*Required work:*
What is needed is the whole of the data, set down exactly.

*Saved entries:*
- Opening Delimiter -

PR #282, opened 2019-04-13
Add the ability to update the input for a WorkflowHost.

### LINKED ISSUE #247: Add an input-update channel to WorkflowHost
AC: It is possible to send updated inputs to a WorkflowHost.

While it's possible to work around the lack of this method, doing so is cumbersome.

zach-klippenstein:
Closes #247.


kotlin/workflow-runtime/src/main/java/com/squareup/workflow/internal/RealWorkflowHost.kt
```diff
@@ -0,0 +1,111 @@
...
+
+        val rendering = workflowNode.compose(workflow, input)
+        val snapshot = workflowNode.snapshot(workflow)
+
+        onUpdate(Update(rendering, snapshot, output))
+
+        // Tick _might_ return an output, but if it returns null, it means the state or a child
+        // probably changed, so we should re-compose/snapshot and emit again.
+        output = select {
+          // While the inputs channel is still open, select on it so we can detect new inputs.
```
zach-klippenstein: "Stop trying to read from the inputs channel after it's closed."

kotlin/workflow-runtime/src/main/java/com/squareup/workflow/internal/RealWorkflowHost.kt
```diff
@@ -0,0 +1,111 @@
...
+          if (!inputsClosed) {
+            @Suppress("EXPERIMENTAL_API_USAGE")
+            inputs.onReceiveOrNull { newInput ->
+              if (newInput == null) {
+                inputsClosed = true
+              } else {
+                input = newInput
+              }
+              // No output.
```
zach-klippenstein: "No output. Returning from the select will go to the top of the loop to do another compose pass."

zach-klippenstein:
Would it be more useful, instead of requiring an initial input immediately and having an update function, to just only accept a stream of inputs? The workflow would then just not start until the first input was emitted.

rjrjr:
> Would it be more useful, instead of requiring an initial input immediately and having an update function, to just only accept a stream of inputs? The workflow would then just not start until the first input was emitted.

Yes! We've been longing for that in production already.

zach-klippenstein:
Totes. I'll update the PR asap. As for API shape, which do you prefer:

zach-klippenstein:
@rjrjr Updated the API. `WorkflowViewModel` now uses the new `flatMapWorkflow` operator in `workflow-rx2-runtime` to convert a stream of inputs into a stream of outputs. Should `inputs` be an `Observable` conveted to a `Flowable` with `BackpressureStrategy.BUFFER` internally instead?

zach-klippenstein:
Also, maybe the stream operator is too much - could just make an extension function on `Factory` that takes an input stream and just returns a `WorkflowHost`. I just like the operator because the API surface is so tiny and it hides all the channel machinery completely.

kotlin/workflow-rx2-runtime/build.gradle
```diff
@@ -0,0 +1,38 @@
...
+
+sourceCompatibility = JavaVersion.VERSION_1_7
+targetCompatibility = JavaVersion.VERSION_1_7
+
+dokka rootProject.ext.defaultDokkaConfig
+
+dependencies {
+  compileOnly deps.annotations.intellij
+
+  api project(':workflow-runtime')
```
zach-klippenstein: Should be implementation

kotlin/workflow-rx2-runtime/src/main/java/com/squareup/workflow/rx2/FlatMapWorkflow.kt
```diff
@@ -0,0 +1,83 @@
...
+/**
+ * Use [Flowable.flatMapWorkflow] instead. This function is just defined to be discoverable when
+ * working with [Observable]s instead of [Flowable]s.
+ *
+ * See [Observable.toFlowable] and [Flowable.toObservable] to convert between stream types.
+ */
+@Suppress("DeprecatedCallableAddReplaceWith", "unused")
+@Deprecated("Use Flowable.flatMapWorkflow instead.", level = ERROR)
+fun Observable<*>.flatMapWorkflow(): Nothing =
+  throw UnsupportedOperationException("Use Flowable.flatMapWorkflow instead.")
```
zach-klippenstein: This is dumb, just make it take an additional `BackPressure` argument and do the conversions itself.

kotlin/workflow-rx2-runtime/src/main/java/com/squareup/workflow/rx2/FlatMapWorkflow.kt
```diff
@@ -0,0 +1,83 @@
...
+ * This function operates on [Flowable] instead of [Observable] because the workflow runtime
+ * inherently supports backpressure. [Flowable] supports backpressure, [Observable] does not.
+ * RxJava provides operators to adapt between [Flowable]s and [Observable]s by explicitly specifying
+ * how to use backpressure. By operating on [Flowable], this operator leaves it up to the caller to
+ * specify strategies for handling backpressure, instead of assuming any particular behavior.
+ */
+fun <InputT : Any, OutputT : Any, RenderingT : Any> Flowable<InputT>.flatMapWorkflow(
+  workflow: Workflow<InputT, OutputT, RenderingT>,
+  initialSnapshot: Snapshot? = null
+): Flowable<Update<OutputT, RenderingT>> = GlobalScope.rxFlowable(
```
zach-klippenstein: Actually I think this might need to take a dispatcher, although it can default to Unconfined.

kotlin/workflow-rx2-runtime/src/main/java/com/squareup/workflow/rx2/FlatMapWorkflow.kt
rjrjr: Actually, I'd just delete this one entirely. No one is going to use this layer except for us. Extra guardrails and extra conveniences here will just encourage people to integrate at the wrong layer, and be that much more for us to maintain.

zach-klippenstein: Sure.

kotlin/workflow-rx2-runtime/src/main/java/com/squareup/workflow/rx2/FlatMapWorkflow.kt
```diff
@@ -0,0 +1,72 @@
...
+ * RxJava provides operators to adapt between [Flowable]s and [Observable]s by explicitly specifying
+ * how to use backpressure. By operating on [Flowable], this operator leaves it up to the caller to
+ * specify strategies for handling backpressure, instead of assuming any particular behavior.
+ */
+fun <InputT : Any, OutputT : Any, RenderingT : Any> Flowable<InputT>.flatMapWorkflow(
+  workflow: Workflow<InputT, OutputT, RenderingT>,
+  initialSnapshot: Snapshot? = null,
+  dispatcher: CoroutineDispatcher = Dispatchers.Unconfined
+): Flowable<Update<OutputT, RenderingT>> =
+// We're ok not having a job here because the lifetime of the coroutine will be controlled by the
```
zach-klippenstein: This formatting is the auto-formatter being stupid.

zach-klippenstein:
A bunch of tests broke in interesting ways because things are more asynchronous now. Added `WorkflowTester.awaitFailure` and `.withFailure` to make testing errors more reliable.

PR #283, opened 2019-04-13
WIP: Write a Flow operator that runs a Workflow.

### LINKED ISSUE #263: Refactor WorkflowHost as a stream transformation
I am thinking about ultimately defining `WorkflowHost` as a stream transformation. E.g., using the new preview cold streams library (Kotlin/kotlinx.coroutines#254): 

```kotlin
val inputs: Flow<WfInput>
val outputsAndRenderings: Flow<Pair<WfRendering, WfOutput?>> = inputs.flatMapWorkflow(myWorkflow)
```

It already has a stream of output events, but since we don't have a native kotlin (not to be confused with kotlin native) streams library yet, the host has to have its own lifetime and vend a hot channel. I'd like to turn that into a cold stream that only fires up the workflow universe when subscribed to, and tears it down when that subscription is disposed.

Issue #247 is a proposal for a stream of inputs. With that, `WorkflowHost` will have a transformer shape - stream in, stream out. So we can think of a workflow as a fancy way to write reactive operators declaratively.

_Tagging this for post-v1.0 because Flow is still preview, so to do this properly we'd currently need to give the runtime direct dependencies on third-party Rx libraries which would be messy._

zach-klippenstein:
Closes #263.

### DIFF
--- a/kotlin/workflow-runtime/src/main/java/com/squareup/workflow/FlatMapWorkflow.kt
+++ b/kotlin/workflow-runtime/src/main/java/com/squareup/workflow/FlatMapWorkflow.kt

- Closing Delimiter -

*Task response:*
PR #282, opened 2019-04-13
Add the ability to update the input for a WorkflowHost.

### LINKED ISSUE #247: Add an input-update channel to WorkflowHost
AC: It is possible to send updated inputs to a WorkflowHost.

While it's possible to work around the lack of this method, doing so is cumbersome.

zach-klippenstein:
Closes #247.


kotlin/workflow-runtime/src/main/java/com/squareup/workflow/internal/RealWorkflowHost.kt
```diff
@@ -0,0 +1,111 @@
...
+
+        val rendering = workflowNode.compose(workflow, input)
+        val snapshot = workflowNode.snapshot(workflow)
+
+        onUpdate(Update(rendering, snapshot, output))
+
+        // Tick _might_ return an output, but if it returns null, it means the state or a child
+        // probably changed, so we should re-compose/snapshot and emit again.
+        output = select {
+          // While the inputs channel is still open, select on it so we can detect new inputs.
```
zach-klippenstein: "Stop trying to read from the inputs channel after it's closed."

kotlin/workflow-runtime/src/main/java/com/squareup/workflow/internal/RealWorkflowHost.kt
```diff
@@ -0,0 +1,111 @@
...
+          if (!inputsClosed) {
+            @Suppress("EXPERIMENTAL_API_USAGE")
+            inputs.onReceiveOrNull { newInput ->
+              if (newInput == null) {
+                inputsClosed = true
+              } else {
+                input = newInput
+              }
+              // No output.
```
zach-klippenstein: "No output. Returning from the select will go to the top of the loop to do another compose pass."

zach-klippenstein:
Would it be more useful, instead of requiring an initial input immediately and having an update function, to just only accept a stream of inputs? The workflow would then just not start until the first input was emitted.

rjrjr:
> Would it be more useful, instead of requiring an initial input immediately and having an update function, to just only accept a stream of inputs? The workflow would then just not start until the first input was emitted.

Yes! We've been longing for that in production already.

zach-klippenstein:
Totes. I'll update the PR asap. As for API shape, which do you prefer:

zach-klippenstein:
@rjrjr Updated the API. `WorkflowViewModel` now uses the new `flatMapWorkflow` operator in `workflow-rx2-runtime` to convert a stream of inputs into a stream of outputs. Should `inputs` be an `Observable` conveted to a `Flowable` with `BackpressureStrategy.BUFFER` internally instead?

zach-klippenstein:
Also, maybe the stream operator is too much - could just make an extension function on `Factory` that takes an input stream and just returns a `WorkflowHost`. I just like the operator because the API surface is so tiny and it hides all the channel machinery completely.

kotlin/workflow-rx2-runtime/build.gradle
```diff
@@ -0,0 +1,38 @@
...
+
+sourceCompatibility = JavaVersion.VERSION_1_7
+targetCompatibility = JavaVersion.VERSION_1_7
+
+dokka rootProject.ext.defaultDokkaConfig
+
+dependencies {
+  compileOnly deps.annotations.intellij
+
+  api project(':workflow-runtime')
```
zach-klippenstein: Should be implementation

kotlin/workflow-rx2-runtime/src/main/java/com/squareup/workflow/rx2/FlatMapWorkflow.kt
```diff
@@ -0,0 +1,83 @@
...
+/**
+ * Use [Flowable.flatMapWorkflow] instead. This function is just defined to be discoverable when
+ * working with [Observable]s instead of [Flowable]s.
+ *
+ * See [Observable.toFlowable] and [Flowable.toObservable] to convert between stream types.
+ */
+@Suppress("DeprecatedCallableAddReplaceWith", "unused")
+@Deprecated("Use Flowable.flatMapWorkflow instead.", level = ERROR)
+fun Observable<*>.flatMapWorkflow(): Nothing =
+  throw UnsupportedOperationException("Use Flowable.flatMapWorkflow instead.")
```
zach-klippenstein: This is dumb, just make it take an additional `BackPressure` argument and do the conversions itself.

kotlin/workflow-rx2-runtime/src/main/java/com/squareup/workflow/rx2/FlatMapWorkflow.kt
```diff
@@ -0,0 +1,83 @@
...
+ * This function operates on [Flowable] instead of [Observable] because the workflow runtime
+ * inherently supports backpressure. [Flowable] supports backpressure, [Observable] does not.
+ * RxJava provides operators to adapt between [Flowable]s and [Observable]s by explicitly specifying
+ * how to use backpressure. By operating on [Flowable], this operator leaves it up to the caller to
+ * specify strategies for handling backpressure, instead of assuming any particular behavior.
+ */
+fun <InputT : Any, OutputT : Any, RenderingT : Any> Flowable<InputT>.flatMapWorkflow(
+  workflow: Workflow<InputT, OutputT, RenderingT>,
+  initialSnapshot: Snapshot? = null
+): Flowable<Update<OutputT, RenderingT>> = GlobalScope.rxFlowable(
```
zach-klippenstein: Actually I think this might need to take a dispatcher, although it can default to Unconfined.

kotlin/workflow-rx2-runtime/src/main/java/com/squareup/workflow/rx2/FlatMapWorkflow.kt
rjrjr: Actually, I'd just delete this one entirely. No one is going to use this layer except for us. Extra guardrails and extra conveniences here will just encourage people to integrate at the wrong layer, and be that much more for us to maintain.

zach-klippenstein: Sure.

kotlin/workflow-rx2-runtime/src/main/java/com/squareup/workflow/rx2/FlatMapWorkflow.kt
```diff
@@ -0,0 +1,72 @@
...
+ * RxJava provides operators to adapt between [Flowable]s and [Observable]s by explicitly specifying
+ * how to use backpressure. By operating on [Flowable], this operator leaves it up to the caller to
+ * specify strategies for handling backpressure, instead of assuming any particular behavior.
+ */
+fun <InputT : Any, OutputT : Any, RenderingT : Any> Flowable<InputT>.flatMapWorkflow(
+  workflow: Workflow<InputT, OutputT, RenderingT>,
+  initialSnapshot: Snapshot? = null,
+  dispatcher: CoroutineDispatcher = Dispatchers.Unconfined
+): Flowable<Update<OutputT, RenderingT>> =
+// We're ok not having a job here because the lifetime of the coroutine will be controlled by the
```
zach-klippenstein: This formatting is the auto-formatter being stupid.

zach-klippenstein:
A bunch of tests broke in interesting ways because things are more asynchronous now. Added `WorkflowTester.awaitFailure` and `.withFailure` to make testing errors more reliable.

PR #283, opened 2019-04-13
WIP: Write a Flow operator that runs a Workflow.

### LINKED ISSUE #263: Refactor WorkflowHost as a stream transformation
I am thinking about ultimately defining `WorkflowHost` as a stream transformation. E.g., using the new preview cold streams library (Kotlin/kotlinx.coroutines#254): 

```kotlin
val inputs: Flow<WfInput>
val outputsAndRenderings: Flow<Pair<WfRendering, WfOutput?>> = inputs.flatMapWorkflow(myWorkflow)
```

It already has a stream of output events, but since we don't have a native kotlin (not to be confused with kotlin native) streams library yet, the host has to have its own lifetime and vend a hot channel. I'd like to turn that into a cold stream that only fires up the workflow universe when subscribed to, and tears it down when that subscription is disposed.

Issue #247 is a proposal for a stream of inputs. With that, `WorkflowHost` will have a transformer shape - stream in, stream out. So we can think of a workflow as a fancy way to write reactive operators declaratively.

_Tagging this for post-v1.0 because Flow is still preview, so to do this properly we'd currently need to give the runtime direct dependencies on third-party Rx libraries which would be messy._

zach-klippenstein:
Closes #263.

### DIFF
--- a/kotlin/workflow-runtime/src/main/java/com/squareup/workflow/FlatMapWorkflow.kt
+++ b/kotlin/workflow-runtime/src/main/java/com/squareup/workflow/FlatMapWorkflow.kt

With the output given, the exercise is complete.